Information provided:
PR #1714, opened 2024-10-22
fix(bridge-withdrawer)!: correctly identify rollup return address in ics20 withdrawal actions

itamarreif:
## Summary
Use the full hex encoded sender of the smart contract event as the rollup return address in the ics20 withdrawal event memo.

## Background
Before this patch, the `astria.protocol.memos::v1::Ics20WithdrawalFromRollup` memo used the abbreviated form of the ethers contract event sender, making it impossible to return funds if necessary. Specifically, the field was set as `rollupReturnAddress":"0xc59a…2d94"`

After this patch, the full address is used, making it possible to identify the sender.

## Changes
- change the event conversion logic to use `AbiEncode::encode_hex()` instead of `H160::to_string()`
- update the black box test mock to also do this

## Breaking Changelist
- This is a breaking change because two differerent versions of bridge-withdrawer will produce different sequencer transactions.

## Related Issues
Original issue where this was first encountered but not fixed: #1427

### DIFF
--- a/crates/astria-bridge-contracts/src/lib.rs
+++ b/crates/astria-bridge-contracts/src/lib.rs
@@ -422,7 +422,7 @@ where
         let memo = memo_to_json(&memos::v1::Ics20WithdrawalFromRollup {
             memo: event.memo.clone(),
             rollup_block_number,
-            rollup_return_address: event.sender.to_string(),
+            rollup_return_address: event.sender.encode_hex(),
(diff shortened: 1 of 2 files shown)


joroshiba (commented):
Do we have any tests over this? I would ideally have a snapshot test that validates that json memos don't change

joroshiba (approved):
Approved based on my other passing test built on top of this.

Requirement: Each of the entries above should be written out again exactly.

Solution to the problem:
PR #1714, opened 2024-10-22
fix(bridge-withdrawer)!: correctly identify rollup return address in ics20 withdrawal actions

itamarreif:
## Summary
Use the full hex encoded sender of the smart contract event as the rollup return address in the ics20 withdrawal event memo.

## Background
Before this patch, the `astria.protocol.memos::v1::Ics20WithdrawalFromRollup` memo used the abbreviated form of the ethers contract event sender, making it impossible to return funds if necessary. Specifically, the field was set as `rollupReturnAddress":"0xc59a…2d94"`

After this patch, the full address is used, making it possible to identify the sender.

## Changes
- change the event conversion logic to use `AbiEncode::encode_hex()` instead of `H160::to_string()`
- update the black box test mock to also do this

## Breaking Changelist
- This is a breaking change because two differerent versions of bridge-withdrawer will produce different sequencer transactions.

## Related Issues
Original issue where this was first encountered but not fixed: #1427

### DIFF
--- a/crates/astria-bridge-contracts/src/lib.rs
+++ b/crates/astria-bridge-contracts/src/lib.rs
@@ -422,7 +422,7 @@ where
         let memo = memo_to_json(&memos::v1::Ics20WithdrawalFromRollup {
             memo: event.memo.clone(),
             rollup_block_number,
-            rollup_return_address: event.sender.to_string(),
+            rollup_return_address: event.sender.encode_hex(),
(diff shortened: 1 of 2 files shown)


joroshiba (commented):
Do we have any tests over this? I would ideally have a snapshot test that validates that json memos don't change

joroshiba (approved):
Approved based on my other passing test built on top of this.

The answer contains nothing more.